Most of the post-experimental analysis deals with statistics and visualisation and uses custom software written at CERN. One example is ROOT, an open-source analysis program. It is being used in all major highenergy and nuclear physics laboratories around the world to monitor, store and analyse data, and people in other sciences as well as the medical and financial industries use it. The ROOT system provides a set of object-oriented frameworks to efficiently handle and analyse large amounts of data.
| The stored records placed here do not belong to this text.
PR #12270, opened 2022-09-08
[jax2tf] Updates to the documentation

gnecula:
One change I made throughout is to use the verb lower instead of convert when refering to what jax2tf does. This is more accurate, because what is happening is that the lowering to HLO is replaced with a lowering to TF ops. Some users were confused by the use of the verb convert as suggesting some sort of source-to-source translation of JAX programs to TF, which sounds very complicated and risky.


jax/experimental/jax2tf/README.md
```diff
@@ -194,19 +197,20 @@ For examples of how to save a Flax model as a SavedModel see the
 
 ### Saved model and differentiation
 
-The converted code supports differentiation from TensorFlow. In order to
+The code lowered from JAX supports differentiation from TensorFlow. In order to
 ensure that the result of TensorFlow differentiation is identical to the
-one that JAX differentiation would produce, the jax2tf converter will
-annotate the converter function with a ``tf.custom_gradient`` that,
+one that JAX differentiation would produce, the jax2tf decorator will
```
marcvanzee, line 202: I am not sure if "decorator" is accurate here (and in other places), since jax2tf can be used as a decorator but also by using the function directly. Also there seems to be no decoration happening in the examples in the previous section.

marcvanzee (approved):
Looks good to me, however the function is still called `jax2tf.convert`, and it seems unlikely we will be able to change that. Also I notice you now use "lower", "stage", and "decorate" instead of just "convert". I am not entirely sure if this will lead to less confusion.

jax/experimental/jax2tf/README.md
gnecula: I have removed the references to `decorator`.

PR #12296, opened 2022-09-08
Bump the minimum jaxlib version to 0.3.15.

hawkinsp:


yashk2810:
I wanted to bump this to the jaxlib version I am going to release. Would that be okay in the future?

yashk2810 (approved):

hawkinsp:
> I wanted to bump this to the jaxlib version I am going to release. Would that be okay in the future?

The minimum must be a released version. I am comfortable bumping to 0.3.15 since it has been out for a while and seems like a good version. I would not bump to a newly released version for a few days at least.

PR #12297, opened 2022-09-08
add _device attribute to PRNGKeyArray so that computation follows key placement

mattjj:
unrelated: remove some redundant hasattr + try / except AttributeError

### DIFF
--- a/jax/_src/prng.py
+++ b/jax/_src/prng.py
@@ -15,6 +15,7 @@
 
 import abc
 from functools import partial
+import operator as op
 from typing import Any, Callable, Hashable, Iterator, NamedTuple, Sequence
 
 import numpy as np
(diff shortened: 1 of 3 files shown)


jax/_src/prng.py
```diff
@@ -169,6 +169,8 @@ def ndim(self):
   def dtype(self):
     return KeyTy(self.impl)
 
+  _device = property(op.attrgetter('_base_array._device'))
```
yashk2810, line 172: Drive-by: For jax.Array you will also need to add `_committed` attributed for it to pass on the Array path.

mattjj: Thanks!

froystig (approved):

yashk2810 (approved):

PR #14652, opened 2023-02-24
Fix nondeterminism issue with ordered effects

sharadmv:


jakevdp (approved):
Thanks for looking into this!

Having the data defined as a set of objects, specialised storage methods are used to get direct access to the separate attributes of the selected objects without having to touch the bulk of the data.
In contrast, in the design of the LHC and in running experiments, commercial scientific and engineering packages are used. The packages that Panzer-Steindel notes that are being used for the large electrical, electronic and mechanical infrastructure for the accelerator and experiments include Ansys, AutoCAD, Cadence, LabVIEW, Matlab, Mathematica, Opera, PVSS, CATIA, StarCD, and Saber – among many others.
For instance, a beam that travels off course in the ring can cause catastrophic damage. To prevent particles from straying, more than 100 collimators are installed. Each uses blocks of graphite or other heavy materials to absorb energetic particles that move out of the nominal beam core. In a standard configuration, a PXI instrument chassis from National Instruments controls up to 15 stepper motors on three different collimators through a 20-minute motion profile to accurately and synchronously align the graphite blocks, and a second chassis checks the realtime positioning of the same collimators. In a given collimator, both PXI chassis run LabVIEW Real-Time on the controller and LabVIEW FPGA on the reconfigurable I/O devices in the peripheral slots. CERN uses this hardware and software to create a custom motion controller for approximately 600 stepper motors with millisecond synchronisation over the 27km of the LHC.